Tentu saja, jika situasinya sangat serius dan korban dalam risiko, anak harus tahu bahwa ia harus segera pergi ke orang dewasa yang bertanggung jawab. Banyak sekolah memiliki program aksi untuk kasus-kasus ini, tetapi perlu untuk memberi tahu kapan mereka bertemu sehingga mereka bisa melanjutkan. Tanggung jawab adalah milik semua orang.

Namun, jika sebelumnya sebuah proses kekerasan di sekolah, agresor merasa tanpa dukungan kelompok, terutama dengan anak-anak yang lebih muda, perilaku mereka dapat diarahkan. Anak-anak sendiri, jika mereka menolak tindakan-tindakan ini dan tidak menghindar ketika seorang anak diisolasi atau dilecehkan oleh orang lain, dapat menghentikan proses tersebut.

Mengajari anak-anak kita bahwa tidak lucu mengolok-olok orang lain atau menyakiti mereka, kami membantu mereka mengambil sikap yang benar terhadap gejala pertama.

Itu bukan kebiasaan, adalah bertindak dengan keadilan. Diam adalah apa yang memperburuk intimidasi.

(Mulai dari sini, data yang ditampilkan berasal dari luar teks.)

PR #3473, opened 2022-11-15
Parameterizing the provenance workflow

rbehjati:

Issue #3428, opened 2022-11-03
Parametrise the provenance generation workflow 


rbehjati:
Currently the provenance generation workflow works only for `oak_functions_freestanding_bin`. We want to do the same thing for other binaries as well. 

The best solution to this seems to be to use a [GitHub job matrix](https://docs.github.com/en/actions/using-jobs/using-a-matrix-for-your-jobs). The matrix will iterate over a list of buildconfig toml files, and for each run all the steps for building the binary, generating the provenance, and publishing the comments.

Anak itu harus tahu bahwa dia tidak akan sendirian dan bahwa orang dewasa akan membantunya dan mempercayainya, bahwa dia dapat pergi ke mereka untuk menceritakan apa yang sedang terjadi.

Sebagian besar kasus akan diselesaikan secara positif jika Anda membicarakannya segera dan anak-anak kami, menyadari bahwa pelecehan tidak boleh ditoleransi, tidak akan lagi menjadi kaki tangan aktif atau pasif, atau pengamat kekerasan, tetapi mendukung bahwa sistem perlu berkeliling intimidasi

Video: JELAS!! Babe Ridwan Saidi Bahas Sejarah DKI Jakarta. ILC 1382019 (Mungkin 2024).